Sedang pendidikan karakter mencakup sistem tata nilai yang meliputi semua komponen pelaku pendidikan, termasuk guru dan masyarakat, dan tata nilai yang berkembang pada suatu masyarakat. Juga melibatkan kebijakan dan aturan pemerintah sebagai pengatur pendidikan . Hubungan antar komponen dalam sistem pendidikan nasional yang terlibat dalam pendidikan karakter. Komponen input dan proses dipengaruhi oleh faktor eksternal yang berupa kondisi dan faktor internal berupa kondisi sosial masyarakat. Dengan demikian komponen output berupa kompetensi lulusan sesungguhnya juga btidak lebih dari kondisi dan kapasitas yang tersedia dalam komponen input terutama proses.

D.  PENUTUP

      Sebagai penutup dari paparan di atas maka dapat disimpulkan Pemahaman karakter Moral Siswa dalam Kegiastan Belajar Mengajar sebagai berikut (1) Guru dan para pendidik perlu memusatkan perhatiannya pada upaya memperbaiki kualitas pembelajaran.
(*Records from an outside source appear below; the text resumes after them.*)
PR #948, opened 2021-04-19
deleted static from CvPlot::rect

MattOttawa:
Looks better

### DIFF
--- a/Sources/CvPlayer.cpp
+++ b/Sources/CvPlayer.cpp
@@ -2619,10 +2619,9 @@ void CvPlayer::acquireCity(CvCity* pOldCity, bool bConquest, bool bTrade, bool b
 
 	if (bTrade)
 	{
-		foreach_(CvPlot* pLoopPlot, CvPlot::rect(pCityPlot->getX(), pCityPlot->getY(), 1, 1))
-		{
-			pLoopPlot->setCulture(eOldOwner, 0, false, false);
-		}
+		algo::for_each(pCityPlot->rect(1, 1),
+			bind(CvPlot::setCulture, _1, eOldOwner, 0, false, false)
+		);
 	}
 
 	CvCity* pNewCity = initCity(pCityPlot->getX(), pCityPlot->getY(), !bConquest, false);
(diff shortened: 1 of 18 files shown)


Sources/CvPlayer.cpp
```diff
@@ -2619,10 +2619,9 @@ void CvPlayer::acquireCity(CvCity* pOldCity, bool bConquest, bool bTrade, bool b
 
 	if (bTrade)
 	{
-		foreach_(CvPlot* pLoopPlot, CvPlot::rect(pCityPlot->getX(), pCityPlot->getY(), 1, 1))
-		{
-			pLoopPlot->setCulture(eOldOwner, 0, false, false);
-		}
+		algo::for_each(pCityPlot->rect(1, 1),
+			bind(CvPlot::setCulture, _1, eOldOwner, 0, false, false)
+		);
```
flabbert, line 2624: this means that only the plot that city is on gets culture swapped? 
setCulture should be investigated further so that culture around the city get atleast partially flipped to conquering civ

Sources/CvPlayer.cpp
```diff
@@ -6401,7 +6400,7 @@ void CvPlayer::receiveGoody(CvPlot* pPlot, GoodyTypes eGoody, CvUnit* pUnit)
 			int iBestValue = 0;
 			pBestPlot = NULL;
 
-			foreach_(CvPlot* pLoopPlot, CvPlot::rect(pPlot->getX(), pPlot->getY(), iOffset, iOffset)
+			foreach_(CvPlot* pLoopPlot, pPlot->rect(iOffset, iOffset)
 			| filtered(!CvPlot::fn::isRevealed(getTeam(), false)))
 			{
```
flabbert, line 6405: It would be helpful when using these binds that you add some comment with what is happening, so other modders can follow the code down the line

flabbert:
I added a couple of comments, also, it would be hugely beneficial if the rect function had a descriptive comment over it so that it can be read when hovered in some editors

Sources/CvPlayer.cpp
MattOttawa: There is pinned message in cpp channel. I couldn't explain better then bill or google.

Sources/CvPlayer.cpp
MattOttawa: There is pinned message in cpp channel. I couldn't explain better then bill or google.

flabbert: Sure i know that now, but new modders that come to later maybe wont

Upaya memperbaiki kualitas pembelajaran moral ditempatkan pada perbaikan strategi pembelajaran, variabel metode pembelajaran.mencakup strategi pengorganisasian pembelajaran, strategi penyampaian pembelajaran, dan strategi pengelolaan pembelajaran; (2) Variabel yang berpengaruh terhadap penggunaan metode pembelajaran adalah variabel kondisi pembelajaran, dan variabel ini dikelompokkan menjadi tujuan dan karakteristik bidang studi, kendaladan karakteristik bidang studi, dan karakteristik siswa; (3)  Karakteristik siswa adalah aspek-aspek atau kualitas perseorangan siswa, diantaranya adalah kemampuan awal atau hasil belajar yang telah dimilikinya; (4).Kemampuan awal sebagai pijakan dalam mengembangkan stratregi pembelajaran moral berkaitan dengan tahap mana penalaran moral siswa berada, pada tahap mana kepercayaan eksistensial siswa berada, bagaimana empati, dan peran sosial mereka.(5) Bentuk-bentuk budaya siswa berupa prestasi psikologis,di antaranya adalah penalaran moral, kepercayaan eksistensial, empati dan peran sosial.
:
E. REFERENSI

Asri Budiningsih. (2004). Pembelajaran Moral. Penerbit. PT.Rineka Cipta. Jakarta
Asri Budiningsih C.(2001) Penalaran  Moral Remaja dan Beberapa Faktor Budaya yang berhubungan Dengannya (Disertasi tidak dipublikasikan). Malang: PPs.UM.
Cremers,A.(1995). Teori Perkembangan Kepercayaan, Karya-Karya Penting James W.Fowler.Yogyakarta: Penerbit Kanisius.
Cremers,A.(1995). Tahap-Tahap Perkembangan Moral.Yogyakarta: Penerbit Kanisius.
Departemen Pendidikan Nasional. (2010). Draft Rencana Strategis Pembangunan Pendidikan Nasional 2010-2014. Jakarta: Depdiknas.
Kohlberg,L.(1980). Stages of Moral Development as a Basis of Moral Education. Dalam Mursey,B (ed). Moral Development, Moral Education, and Kohlberg. Birmingham, Alabama: Religious Education Press.
Linda & Eyre,R (1993). Teaching Your Children Values. Eyre,R.M. & Assoc.Inc.
Manulang, Marihot. (2010). Mendiknas dan Problematika Pendidikan Kita. Tersedia online: http://hariansib.com/?p=96786 12 April 2010.
Undang-undang No. 20 tahun 2003 tentang Sistem Pendidikan Nasional.